• **Stored records**:
PR #808, opened 2022-01-27
BUG: Remove rawgit and a bit of jQuery

### LINKED ISSUE #751: RawGit has reached the end of its useful life
Plots that are generated with the argument `remote=True` will not work anymore.

ElDeveloper:
- We use jsdelivr instead of rawgit which has better support for
  versioning, etc.

- The style template needed jQuery but some distributions, such as Voilá,
  would not make jQuery available making this template crash.

Fixes #751

### DIFF
--- a/ChangeLog.md
+++ b/ChangeLog.md
@@ -5,12 +5,15 @@ Emperor ChangeLog
 
 ### Bug Fixes
 
+* Update remote URL to no longer use rawgit.
+  ([#751(https://github.com/biocore/emperor/issues/751)]).
+
 ### New Features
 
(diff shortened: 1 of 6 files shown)


antgonza:
Thank you for submitting these changes, they look fine - just to confirm, is it OK to merge?

ElDeveloper:
Should be good to go, same as the other open PR 👍

Yoshiki Vázquez-Baeza

ElDeveloper:
Thanks @antgonza!

Yoshiki Vázquez-Baeza

PR #830, opened 2026-01-12
replace deprecated assertRaisesRegexp with assertRaisesRegex

a-detiste:
Hi,

This was a second patch that has been laying around in the Debian packaging for a long time:

Same reasoning as here: https://github.com/biopython/biopython/issues/2273


ElDeveloper (approved):

ElDeveloper:
Thanks @a-detiste

PR #95, opened 2019-04-24
Parallel spike matching in do_matching() for speed

mhhennig:
Please check if this implementation is ok. If so, I will add something similar in other places.


mhhennig:
If we use this, we need joblib as requirement (Travis fails at the moment).

colehurwitz31:
Could you make n_jobs and parallel parameters of the sorting comparison? Then we can make it optional and then we can give an error message if they don't have joblib installed (like how we handle optional packages elsewhere)

samuelgarcia:
This is cool.
I think we can have a hard dependency on joblib. It is very light and all people have it installed yet (because of sklearn).

the solution of cole is also valid. Make a weak dependency.
And if joblib is not installed make a standard loop.

Could you add some test in test_comparisontools ?

mhhennig:
Sklearn has its own joblib, but I agree we should make it a hard dependency as it's useful in many contexts. Could you add this?
I will run more tests, let's leave this pull request open for now.

mhhennig:
Should this read
```
                    sp1 = self._sorting_list[self._name_list.index(sorter1)].get_unit_spike_train(unit1)
                    sp2 = self._sorting_list[self._name_list.index(sorter2)].get_unit_spike_train(unit2)
                    lab1, lab2 = SortingComparison.compare_spike_strains(sp1, sp2)
```
?

samuelgarcia:
Oups. My bad.
I remove this "compareSpikeTrains"  in the refactoring PR #73.
See discussion with @alejoe91 about that
I made big clean because some method were redundant and not used anywhere and not documented.
I am really sorry this function need to be integrated again.
I propose to put as a function with proper and independant unitest in comparisontools.

samuelgarcia:
I think we should also make a test_multisortingcomparison.py to avoid this in the futur when a refactoring occur. I am sorry.

mhhennig:
No worries - would you mind adding it in this branch? Once that's working again, I will test more and see if more parallel code is useful.

colehurwitz31:
Added the joblib dependency. It only fails now because of a herding spike thing (can't find positions_spikeextractor)

samuelgarcia:
@mhhennig : I will try to fix this morning and add a test_multisortingcomparison.py.

```compare_spike_strains ``` is missing but I have also a bug in this code:
```
  File "/home/samuel/Documents/projet/SpikeInterface/spiketoolkit/spiketoolkit/comparison/multisortingcomparison.py", line 18, in __init__
    self._do_matching()
  File "/home/samuel/Documents/projet/SpikeInterface/spiketoolkit/spiketoolkit/comparison/multisortingcomparison.py", line 112, in _do_matching
    sp1 = self._sorting_list[self._name_list.index(sorter1)].get_unit_spike_train(unit1)
ValueError: sequence.index(x): x not in sequence
```

This is because keys form _name_list are integer and not str. I will also do this change.

**Comment by samuelgarcia** [comment]
@mhhennig @colehurwitz31 @magland @alejoe91 : I have implemented back the "compare_spike_strains". I made it as a function rathed than a static method. This make the architecture easier.

Please have a look carrefully in the implementation : I think this is incorrect. See the ```test_compare_spike_trains()``` in test_comparisontools.py.
The two mistakes in my mind:
  * The way it is implemented is bassed on the fact that the spiketrain1 is the groung truth. 
     So this implemention should not be used in MultisortingComparison where the GT is unkown.
  * When 1 spike from spiketrainA match 2 spikes in spiketrainB then they are counted as "FP" both.
    This is wrong, one should TP and one should FP.

**Comment by samuelgarcia** [comment]
Also: some explicit code in tests should be add for the joblib option.

**Comment by alejoe91** [comment]
@samuelgarcia @mhhennig  Should we keep this open and fix those 2 mistakes before merging?

I won't have time before monday, but I can prioritize it then.
I'll also complete the docstrings for all functions.

**Comment by samuelgarcia** [comment]
No worry.
I did not explore totally the MultiSortingComparison and so don't known the consequence of this.

Note that in do_counting we have:
```python
                matches = (np.abs(mapped_st.astype(int)-n_sp)<=delta_tp//2)
                if np.sum(matches) > 0:
                    lab_st1[sp_i] = 'TP'
                    lab_st2[np.where(matches)[0][0]] = 'TP'
```
which is more correct!

The best would to use internally the compare_spike_train in do_counting to avoid duplicated code that have a big impact on the result.

alejoe91:
@mhhennig this is now merged with @samuelgarcia changes. I'll make some more tests and merge this too.

alejoe91:
@samuelgarcia why there is a `false_disc_rate` and a `false_discovery_rate` in the dataframe from `get_performance`?

samuelgarcia:
I don't known this is maybe a bug or an inconsistensy. I changed some names to explicitly make "rate".

I also want to be able to export "raw" counting datafarme not in ratio.

samuelgarcia:
@alejoe91 
did you fix this in MultiSortingComparison which is not a bug but a mistake ?
```python
                matches = (np.abs(mapped_st.astype(int)-n_sp)<=delta_tp//2)
                if np.sum(matches) > 0:
                    lab_st1[sp_i] = 'TP'
                    lab_st2[np.where(matches)[0][0]] = 'TP'
```

alejoe91:
I'm changing both to `false_discovery_rate`. There was also a misordering in get_performance pulled_by_sum. I'll push soon and you can take a look

alejoe91:
> @alejoe91
> did you fix this in MultiSortingComparison which is not a bug but a mistake ?
> 
> ```python
>                 matches = (np.abs(mapped_st.astype(int)-n_sp)<=delta_tp//2)
>                 if np.sum(matches) > 0:
>                     lab_st1[sp_i] = 'TP'
>                     lab_st2[np.where(matches)[0][0]] = 'TP'
> ```

No, where should I change this?

samuelgarcia:
Oups. My bad this is the correct version.
I don't remember where but there is a 
```if np.sum(matches) == 1:```
in the code and this is incorrect.

I will have a look.

samuelgarcia:
This is in compare_spike_train added in this PR directly.

samuelgarcia:
her https://github.com/SpikeInterface/spiketoolkit/pull/95/commits/b6f2bfacacbebcfb8d70f6edaf7c55a29bbd146c
line 436
```if len(id_sp) == 1:```

alejoe91:
ok fixed :)

Debugging the multisortingcomparison now. I found a small bug in the agreement score

alejoe91:
@mhhennig @samuelgarcia I made some changes in the sortingcomparison and multisortingcomparison:

- now they are called with: `compare_two_sorters` and `compare_multiple_sorters` (in line with other function-based modules)
- I went through the multicomp once again and fixed it. Added a test. @mhhennig where is the code to plot the network? I want to move the plotting to spikewidgets
- added docstings to comparison functions

I think we can merge and be satisfied with the comparison module :)

alejoe91:
> @mhhennig @colehurwitz31 @magland @alejoe91 : I have implemented back the "compare_spike_strains". I made it as a function rathed than a static method. This make the architecture easier.
> 
> Please have a look carrefully in the implementation : I think this is incorrect. See the `test_compare_spike_trains()` in test_comparisontools.py.
> The two mistakes in my mind:
> 
> * The way it is implemented is bassed on the fact that the spiketrain1 is the groung truth.
>   So this implemention should not be used in MultisortingComparison where the GT is unkown.
> * When 1 spike from spiketrainA match 2 spikes in spiketrainB then they are counted as "FP" both.
>   This is wrong, one should TP and one should FP.

@samuelgarcia the multisortingcomparison only uses the agreement fraction and reconstruct a sorting extractor only with TP spikes. I think it's safe to use it.
This should make spike trains much cleaner!

alejoe91:
> Should this read
> 
> ```
>                     sp1 = self._sorting_list[self._name_list.index(sorter1)].get_unit_spike_train(unit1)
>                     sp2 = self._sorting_list[self._name_list.index(sorter2)].get_unit_spike_train(unit2)
>                     lab1, lab2 = SortingComparison.compare_spike_strains(sp1, sp2)
> ```
> 
> ?

Yes, fixed all :)

alejoe91:
Can I go ahead and merge? @mhhennig @colehurwitz31 @samuelgarcia

PR #98, opened 2019-05-02
fixed bug in klusta and worked on notebooks module by module

alejoe91:
- bug in klusta fixed (wrong dtype in config file)

- organized all notebooks by module and made them nicer. Still working on comparison and validation one


samuelgarcia:
I have not checked all notebook but the "comparison_example" don't have the figure rendered.
I think this is nicer to have figures and results rather than empty cell because it help the reader to understand the code without running the NB. No ?

colehurwitz31:
We can leave the figured rendered, but I think that increases the github history which makes cloning it take longer? I can't remember if that is true or not though...

alejoe91:
One thing we can do is export the notebooks with figures to rst to build quickly the read the docs.
At this point I recommend having a read the docs for each repo, so it' easier to show the API.

For spikeextractors we can have:
- RecordingExtractor
- SortingExtractor
- Available extractors
- Sub and Multi Extractors
- Dealing with probe files

For spiketoolkit we can have it by module:
- Preprocessing
- Sorters
- Postprocessing
- Comparison
- Validation

For spikewidgets we can discuss about it.

@samuelgarcia I'll go through your PR first and if all is clear I'll merge. Then I'll do Matthias'. 
Finally I'll finish this one and pull and modify the sorter_comparison one from the merged branch :)

samuelgarcia:
There is sphinx plugin galery wich is cool because you write a script and it is converted to both sphinx page and downloadable notebook.
They use this everywhere.

With this example do not have figures, because they simple script. But when we build sphinx figure are done wihtin notebooks. It avoid also git noise dur to notebook inside.
i think we should go for this.

https://github.com/sphinx-gallery/sphinx-gallery

alejoe91:
great idea! If you used it before can you start adding it here?

alejoe91:
Ok with this PR:

- a klusta bug is fixed
- notebooks are nice and clean (the comparison notebook is awesome @samuelgarcia : I added an initial part and left yours as 'Systematic performance comparison on ground truth'
- further debuggin of multisorting comparison, with tests and explanatory example in notebook.
- implenented a `remove_bad_channels` preprocessing function. It's more straightforward than manually doing the SubRecordingExtractor and it also has an automatic mode

I left the notebooks without plots, but we can discuss about the sphinx-gallery on monday.

alejoe91:
write test for multisorting and reverse order

alejoe91:
merging this :)

PR #104, opened 2019-05-07
fix export to phy

colehurwitz31:


alejoe91:
Did you find errors in the other PR? Otherwise that's the intended behavior and you can close this :)

colehurwitz31:
I found an error with it. It was saying that templates is a list so it doesn't have shape

colehurwitz31:
So the notebook kept failing

alejoe91:
Ok, but that's not a fix ;)

Try to substitute the if with:

if not isinstance(templates, list):

If more units, templates should be a list

colehurwitz31:
Hmm, I guess I am not sure what templates is... I thought it was just a list. What else can it be?

alejoe91:
Array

• **Prompt**: Retype the entries exactly from the first line, stopping after the line with "-5,12 +5,15 @@ Emperor ChangeLog".

• **Result**:
PR #808, opened 2022-01-27
BUG: Remove rawgit and a bit of jQuery

### LINKED ISSUE #751: RawGit has reached the end of its useful life
Plots that are generated with the argument `remote=True` will not work anymore.

ElDeveloper:
- We use jsdelivr instead of rawgit which has better support for
  versioning, etc.

- The style template needed jQuery but some distributions, such as Voilá,
  would not make jQuery available making this template crash.

Fixes #751

### DIFF
--- a/ChangeLog.md
+++ b/ChangeLog.md
@@ -5,12 +5,15 @@ Emperor ChangeLog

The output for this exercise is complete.